You will be seeing your score in the autograder after you submit.
You can start the GUI by executing
python3 r2d2_hw3.py [R2 Agent] [Q5 Agent] [Train Episodes]
Where you can set each agent to be either QAgent
or MinimaxAgent
. And you can set Train Episodes
to be a number so that the agents will train for that many number of rounds (not number of games) before the GUI pops up.
For example, if you want to have two Q-Learning Agent train with each other for 100,000 episodes, you can have
python3 r2d2_hw3.py QAgent QAgent 100000
Or if you want to train the Q-Learning Agent with a Minimax Agent for 100,000 episodes, you can have
python3 r2d2_hw3.py QAgent MinimaxAgent 100000
After the GUI has popped up, you can see how two droids play against each other by pressing the spacebar to go to the next episode (round).
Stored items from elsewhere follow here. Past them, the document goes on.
PR #811, opened 2021-12-13
refactor: Upgrade jest

luixo:


frol:
> "TypeError: Cannot read properties of undefined (reading 'wampNearExplorerUrl')"

This is exactly what we observed the last time we tried to upgrade. This is a result of next config mocks not getting picked up (https://github.com/near/near-explorer/blob/32920d9b833559aaadc0ae5378e3555ecd052f7e/frontend/src/__mocks__/next/config.js)

frol:
@luixo You might find some useful tips here: https://nextjs.org/docs/testing#setting-up-jest-with-the-rust-compiler

(jest was configured quite some time ago, so you might want to revisit if we should reconfigure it from scratch)

luixo:
We'll reconfigure it from scratch, but I prefer to keep PRs atomic.
Tests failed because jest is [now](https://jestjs.io/blog/2021/05/25/jest-27#flipping-defaults) running in `node` environment instead of `jsdom` (browser) one by default.
This is considered being much faster, but it can break things if code is conditioned on browser-specific variables (e.g. `window`).
First we should switch to `jsdom` and we'll be able to use rust-compiled config pre-generated by `next.js` team.
Later we should revisit our test environment (what are we actually testing, browser? SSR?) and time spent on running test to evaluate if we should switch back to `node`.

frol (approved):

PR #815, opened 2021-12-14
fix(backend): Display validators 'stakingStatus' properly

### LINKED ISSUE #800: Fix the number of currently validating nodes
After #795 we under-report the number of validation nodes in the current epoch. It should be 61 on mainnet (the "kicked out" are still expected to produce blocks in the current epoch)

shelegdmitriy:
Resolves #800 
We have an issue when the status of the validator is not correct. This applies to validators with statuses **Kickout** and **Proposal**


frol (approved):
I feel this whole logic we ended up with cries for some major re-write. However, I would avoid spending too much time on it now, thus I am approving it.

I will merge it now, so I can see if the numbers get fixed before one of the call I have later today, where this discrepancy can be brought up.

Issue #819, opened 2021-12-14
Typescript-only project


luixo:
## Problem

I strongly believe that typescript helps maintaining any significant-sized app in a better way than javascript.
I'll keep this issue as an umbrella for all the PRs to complete migration to typescript.
At the moment project is 61.3% typescript and 38.4% javascript. Let's make it 99%+!

## PRs

- [ ] Typed components: https://github.com/near/near-explorer/pull/820
- [ ] Typed pages: https://github.com/near/near-explorer/pull/822
- [ ] Typed jest: https://github.com/near/near-explorer/pull/823
- [ ] Typed Next.js config: https://github.com/near/near-explorer/pull/824
- [ ] Typed cypress: https://github.com/near/near-explorer/pull/825
- [ ] Typed Next.js API: https://github.com/near/near-explorer/pull/827

PR #820, opened 2021-12-14
Refactor (frontend): typed-components

luixo:
Step 1 of [getting complete typescript coverage](https://github.com/near/near-explorer/issues/819)


frontend/src/components/transactions/TransactionsHeader.jsx
```diff
@@ -1,30 +0,0 @@
-import { Row, Col } from "react-bootstrap";
```
luixo, line 1: Those files were not used in the project.
Should we create an issue to have a PR check for unused modules?

frontend/src/components/utils/Balance.tsx
```diff
@@ -1,10 +1,19 @@
 /// Copied from near-wallet project:
```
luixo, line 1: Usage of `BN / string` in this file is kinda messy. We should address it later.

frontend/src/components/utils/HeaderNetworkDropdown.tsx
```diff
@@ -18,13 +24,13 @@ const HeaderDropdownItem = ({ link, title }) => {
...
 
-const HeaderNetworkDropdown = () => (
+const HeaderNetworkDropdown: FC = () => (
   <NetworkConsumer>
     {(context) => (
       <Dropdown>
         <Dropdown.Toggle className="header-network" variant="secondary">
           <div className="network-icon"></div>
-          {context.currentNearNetwork.name}
+          {context.currentNearNetwork?.name}
```
luixo, line 33: It seems like this file shouldn't be rendered if context is empty.
Though context should either provide sane fallbacks or props should be passed from the outer component.
Another issue to address later.

frontend/src/components/utils/MobileHeaderNavDropdown.tsx
```diff
@@ -59,13 +65,15 @@ const MobileNavItem = ({ link, icon, text }) => {
 
 class MobileNavDropdown extends Component {
   state = { showMenu: false };
+  dropdownWrapper: HTMLDivElement | null = null;
+  dropdownMenu: HTMLDivElement | null = null;
 
-  showMenu = (event) => {
+  showMenu = (event: MouseEvent | React.MouseEvent<HTMLDivElement>) => {
```
luixo, line 71: We have mixed input type (react / non-react events).

frontend/src/components/utils/Timer.tsx
```diff
@@ -1,8 +1,19 @@
...
 import Moment from "../../libraries/moment";
 
-class Timer extends PureComponent {
-  constructor(props) {
+interface Props {
+  time?: number;
+}
+
+interface State {
+  time: Date | number;
```
luixo, line 9: Mixed usage as well, we should make it more strict

frontend/src/components/utils/HeaderNetworkDropdown.tsx
frol: Good catch

frontend/src/components/utils/Search.tsx
```diff
@@ -79,7 +87,7 @@ class Search extends Component {
   render() {
     return (
       <form
-        onSubmit={this.handleSearch}
+        onSubmit={(e) => this.handleSearch(e)}
```
frol, line 90: Hmm, this way we will have a new function-handler on every render. Why do we need to wrap the handler?

frol (approved):
I agree with all the risen concerns

frontend/src/components/utils/Search.tsx
luixo: Yep, probably I tried to figure out things and forgot to clean up :)

shelegdmitriy (approved):

shelegdmitriy:
@luixo LGTM!

PR #822, opened 2021-12-16
Refactor (frontend): typed pages

luixo:
Step 2 of [getting complete typescript coverage](https://github.com/near/near-explorer/issues/819)


frontend/src/components/accounts/AccountDetails.tsx
```diff
@@ -173,74 +173,75 @@ class AccountDetails extends Component<Props> {
...
-                          currentNearNetwork.nearWalletProfilePrefix
-                        }
-                      />
-                    }
-                  />
-                </Col>
-              </Row>
-            )}
+            {typeof account.nonStakedBalance !== "undefined" &&
+              typeof account.stakedBalance !== "undefined" && (
```
luixo, line 177: Apparently they only come together, but we need to comply with types

frontend/src/components/utils/Content.tsx
```diff
@@ -10,8 +10,7 @@ export interface Props {
   fluid?: boolean;
   contentFluid?: boolean;
   icon?: React.ReactNode;
-  className: string;
-  children: React.ReactNode;
```
luixo, line 14: Or should I keep it to mark that children are mandatory?

frontend/src/context/DatabaseProvider.tsx
```diff
@@ -25,11 +31,7 @@ export interface DbContext {
 
 const DatabaseContext = createContext<DbContext>({});
 
-export interface Props {
-  children: React.Component;
```
luixo, line 29: The same as previous comment

frontend/src/context/NodeProvider.tsx
```diff
@@ -12,11 +12,7 @@ export interface INodeContext {
 
 const NodeContext = createContext<INodeContext>({});
 
-export interface Props {
-  children: React.Component;
```
luixo, line 16: And one more mandatory `children`

frontend/src/libraries/language.ts
```diff
@@ -27,27 +42,20 @@ function normalizeLocales(arr) {
...
+  let languageList: string[] = [];
 
   if (typeof window !== "undefined") {
     const { navigator } = window;
 
     if (navigator.languages) {
       languageList = languageList.concat(navigator.languages);
     }
+    // https://caniuse.com/mdn-api_navigator_language
+    // 97.31% users have this property as of 2021-12-15
```
luixo, line 55: Is that good enough for us? Do we have a profile of our users?

frontend/src/libraries/language.ts
```diff
@@ -88,24 +96,30 @@ export function getBrowserLocale(appLanguages) {
...
-export function getAcceptedLocale(appLanguages, acceptedLanguages) {
-  acceptedLanguages =
+export function getAcceptedLocale(
+  appLanguages: string[],
+  acceptedLanguages?: string
+): string | undefined {
+  const parsedAcceptedLanguages =
     acceptedLanguages && parseAcceptLanguage(acceptedLanguages);
 
   debugLog("Languages from Accepted Languages header:", acceptedLanguages);
```
luixo, line 106: Woops, should put `parsedAcceptedLanguages` here as well

frontend/src/libraries/language.ts
```diff
@@ -138,13 +152,14 @@ function findBestSupportedLocale(appLocales, browserLocales) {
         const existingMatch = matchedLocales[matchedPartialLocale];
 
         // Deduct a thousandth for being non-exact match.
+        const newMatchScore = 0.999 - index / walletLocales.length;
```
luixo, line 155: That's a bug that has been discovered with types.
It still exists in a wallet, we should probably report it after merging that.

frontend/src/libraries/language.ts
```diff
@@ -242,11 +266,10 @@ export function getI18nConfigForProvider({ cookies, acceptedLanguages }) {
   }
 }
 
-export function setI18N(props) {
+export function setI18N(props: LocalizeContextProps): void {
   const config = getI18nConfig();
   const { languages } = config;
-  const { cookies } = props;
```
luixo, line 248: There are actually no `cookies` in props, I need a sanity check here

frontend/src/pages/_app.tsx
```diff
@@ -35,15 +41,18 @@ class _App extends App {
...
+        currentNearNetwork = getNearNetwork(req.headers.host);
+        cookies = req.headers.cookie;
+        acceptedLanguages = req.headers["accept-language"];
+      }
     } else {
       currentNearNetwork = getNearNetwork(window.location.host);
     }
     return {
       currentNearNetwork,
-      ...(await App.getInitialProps({ ...appContext, currentNearNetwork })),
```
luixo, line 46: Why did [we put](https://github.com/near/near-explorer/commit/f6e22c0b41ec1852b04b5e8165d501a2873049f2#diff-c74b166bc48fd32a6900a92b516a36c250f268be81d57463ce342172c3148ecbL25-R39) `currentNearNetwork` here? It seems like `App.getInitialProps` doesn't do anything with it and nothing seems broken after I removed it.

frontend/src/pages/accounts/[id].tsx
```diff
@@ -14,10 +15,27 @@ import Content from "../../components/utils/Content";
...
+  accountError?: unknown;
+}
+
+class AccountDetail extends Component<Props> {
+  static async getInitialProps({
+    req,
+    query: { id: rawId },
+    res,
+  }: NextPageContext) {
+    // Change to string[] if pagename changes from `[id]` to `[...id]`
```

A new round will be automatically restarted once a game has ended.
We also provided a Agent called KeyboardAgent
, where you can have fun playing against computers. You can replace the R2Agent
with KeyboardAgent
, for example, if you want to play against your MinimaxAgent
, you can run GUI with
python3 r2d2_hw3.py KeyboardAgent MinimaxAgent
If you want to play against your QAgent
, you might want to train it first. You can have
python3 r2d2_hw3.py KeyboardAgent QAgent 100000 MinimaxAgent
Meaning you first train the QAgent
with a MinimaxAgent
for 100,000 episodes, and then when the GUI pops up you can play against it with your keyboard.
To use KeyboardAgent
, use WASD to move up, left, down, and right respectively, and use space to shoot.